◆ What this task involves:
Extract the lines from the first line of the records below through the line containing "For DoH3, what", inclusive, and reproduce them exactly as written.

◆ Collected data:
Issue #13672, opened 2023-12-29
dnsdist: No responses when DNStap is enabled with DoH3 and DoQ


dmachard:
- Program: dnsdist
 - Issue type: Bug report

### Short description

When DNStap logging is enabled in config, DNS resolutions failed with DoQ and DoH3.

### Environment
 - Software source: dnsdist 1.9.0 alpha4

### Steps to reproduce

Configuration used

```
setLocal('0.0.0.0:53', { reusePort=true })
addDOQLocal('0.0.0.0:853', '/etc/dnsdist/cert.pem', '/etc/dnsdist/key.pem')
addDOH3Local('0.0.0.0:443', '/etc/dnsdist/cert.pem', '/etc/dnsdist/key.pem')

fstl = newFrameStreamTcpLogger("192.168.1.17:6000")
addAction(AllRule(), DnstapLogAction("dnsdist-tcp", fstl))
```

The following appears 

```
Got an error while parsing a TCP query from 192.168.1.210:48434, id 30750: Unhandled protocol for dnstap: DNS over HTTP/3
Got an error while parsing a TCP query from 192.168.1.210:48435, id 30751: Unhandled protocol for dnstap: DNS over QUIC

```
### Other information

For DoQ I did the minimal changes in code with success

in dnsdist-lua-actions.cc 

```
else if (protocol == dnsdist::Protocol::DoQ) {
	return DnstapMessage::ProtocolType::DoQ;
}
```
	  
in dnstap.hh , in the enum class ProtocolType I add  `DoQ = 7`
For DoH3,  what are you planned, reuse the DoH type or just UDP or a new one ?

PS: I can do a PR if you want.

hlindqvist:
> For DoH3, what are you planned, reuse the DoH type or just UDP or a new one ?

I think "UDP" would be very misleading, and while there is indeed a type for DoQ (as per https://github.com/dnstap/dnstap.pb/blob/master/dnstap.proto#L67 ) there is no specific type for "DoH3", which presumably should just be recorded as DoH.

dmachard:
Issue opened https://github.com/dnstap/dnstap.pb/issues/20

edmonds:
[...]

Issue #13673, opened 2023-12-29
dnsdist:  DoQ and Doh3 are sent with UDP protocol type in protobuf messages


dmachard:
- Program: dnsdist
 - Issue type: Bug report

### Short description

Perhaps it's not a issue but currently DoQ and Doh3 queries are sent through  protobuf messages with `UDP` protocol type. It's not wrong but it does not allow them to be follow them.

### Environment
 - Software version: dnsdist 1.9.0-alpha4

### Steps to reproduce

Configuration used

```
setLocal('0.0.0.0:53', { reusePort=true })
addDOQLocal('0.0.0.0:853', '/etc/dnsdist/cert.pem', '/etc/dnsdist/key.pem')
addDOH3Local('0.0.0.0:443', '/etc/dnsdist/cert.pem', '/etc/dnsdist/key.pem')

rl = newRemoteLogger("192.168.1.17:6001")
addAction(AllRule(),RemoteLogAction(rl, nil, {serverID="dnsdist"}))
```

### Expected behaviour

◆ Finished exercise:
Issue #13672, opened 2023-12-29
dnsdist: No responses when DNStap is enabled with DoH3 and DoQ


dmachard:
- Program: dnsdist
 - Issue type: Bug report

### Short description

When DNStap logging is enabled in config, DNS resolutions failed with DoQ and DoH3.

### Environment
 - Software source: dnsdist 1.9.0 alpha4

### Steps to reproduce

Configuration used

```
setLocal('0.0.0.0:53', { reusePort=true })
addDOQLocal('0.0.0.0:853', '/etc/dnsdist/cert.pem', '/etc/dnsdist/key.pem')
addDOH3Local('0.0.0.0:443', '/etc/dnsdist/cert.pem', '/etc/dnsdist/key.pem')

fstl = newFrameStreamTcpLogger("192.168.1.17:6000")
addAction(AllRule(), DnstapLogAction("dnsdist-tcp", fstl))
```

The following appears 

```
Got an error while parsing a TCP query from 192.168.1.210:48434, id 30750: Unhandled protocol for dnstap: DNS over HTTP/3
Got an error while parsing a TCP query from 192.168.1.210:48435, id 30751: Unhandled protocol for dnstap: DNS over QUIC

```
### Other information

For DoQ I did the minimal changes in code with success

in dnsdist-lua-actions.cc 

```
else if (protocol == dnsdist::Protocol::DoQ) {
	return DnstapMessage::ProtocolType::DoQ;
}
```
	  
in dnstap.hh , in the enum class ProtocolType I add  `DoQ = 7`
For DoH3,  what are you planned, reuse the DoH type or just UDP or a new one ?

PS: I can do a PR if you want.

hlindqvist:
> For DoH3, what are you planned, reuse the DoH type or just UDP or a new one ?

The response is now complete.